I don't think the potential for continually expanding earnings isn't there anymore, I just think that we're hitting a plateau where sales techniques have become so aggressive (after a long period of nearly pathetic passivity) that they are offensive and unwelcoming. Sometimes you are led into purchases that you don't know that you made.

I'm going to have to contest two charges made to me this month. One of them is a presumptive agreement that I mention in another blog post here, and the other is based on a check box that I didn't "uncheck" indicating an "interest" in a product. I indicated an interest by not "opting out" and then I got a message to the effect "Congratulations, you just bought it."

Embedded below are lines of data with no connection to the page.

PR #119, opened 2026-08-12
feat(SCS-021): the drying model learns what humidity is

TheCodingDad-TisonK:
# feat(SCS-021): the drying model learns what humidity is

In one farmer's sentence: a hot dry wind takes the moisture out of a field
faster than a hot still muggy day, and today the simulation cannot tell those
two days apart because the humidity probe returns a constant.

## What ships (one file, three functions plus constants, no new store)

- `WeatherIntegration.computeVPDMultiplier(tempC, humidityFrac)`: Tetens SVP,
  `vpd = svp * (1 - humidity)`, `mod = (vpd / VPD_REF) ^ 0.40`, clamped to
  0.40 - 2.20 AFTER the exponent and BEFORE any composition.
- `getHumidity()` reads WeatherGuard FIRST (`getCurrentSky().humidity` +
  `humidityDefaulted`, table fields never positional), normalizes a percent
  read to a fraction exactly once, and now returns `(humidityFrac, defaulted)`.
  A nil sky or flag falls through to the existing chain; the tail is
  `return 0.5, true`, never a bare value.
- `update()` unpacks both returns; `currentHumidityDefaulted` initializes true
  in `new()` and is recomputed every tick, never persisted.
- `getHourlyEvapMultiplier()`: the honesty guard first - when humidity is
  defaulted, this returns today's formula bit for bit. Only with a live read
  does the VPD term replace the temperature-only linear term, on the same
  season and rain frame.
- `getMoistureForecast()`: the second copy dies. The hand-computed tempModMean
  is replaced by the same helper fed the drying window whole
  (`getForecastHumidity(day)` from WeatherGuard). A nil from either keeps the
  linear term for that day, silently.
- `csStatus`'s sky line appends `(humidity defaulted)` when the flag is true.
  No log output on the fallback path.

## What this is not

Not a fix for F159 (its own ruled member). Not the RealisticWeather branch
removal (SCS-019). Not a UI change (both inputs already render). Not a wind or
cloud model.

## Bench

- `SCS-021-drying_vpd_spec_test.lua`, 31 assertions: the VPD math at the
  reference, the honesty guard (defaulted = legacy formula bit for bit), the
  WeatherGuard-first read and its normalized/defaulted returns, the forecast's
  drying window, and the nil-keeps-linear-term path.
- Full suite green: 413 assertions, 0 failed across 15 files.

## In-game (a person's job, the bench cannot see it)

On a save with WeatherGuard active, `csStatus` shows no `(humidity defaulted)`
and the drying multiplier visibly differs between a humid and a dry day at the
same temperature. With WeatherGuard removed, drying behaves exactly as the
previous release.

26 languages: no new player-facing strings (the debug string is console-only),
so no translation files change.


sasha-rf (approved):
Approved. SCS-021 drying VPD. WeatherGuard's live humidity (with its honest defaulted flag) feeds a VPD multiplier in the hourly evap term and the forecast's drying window; absent real data, drying is today's behaviour bit for bit. Suite 413/0. No new player strings.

Sorry, Mister, but you're the one who just bought it -- in case it's not clear, I mean the farm. If this is another obscure cultural allusion, look it up -- it will be in the same department as "six feet under." Sales aren't powered by muscle -- they are powered by offering value in the form of goods and service at a price that the market will bear. The market will never bear strong arm tactics, and they will soon be met by enforcement -- either natural market forces or legislation.

Pray for legislation, because natural market forces are still "law of the jungle." You can't have your customers and eat them too.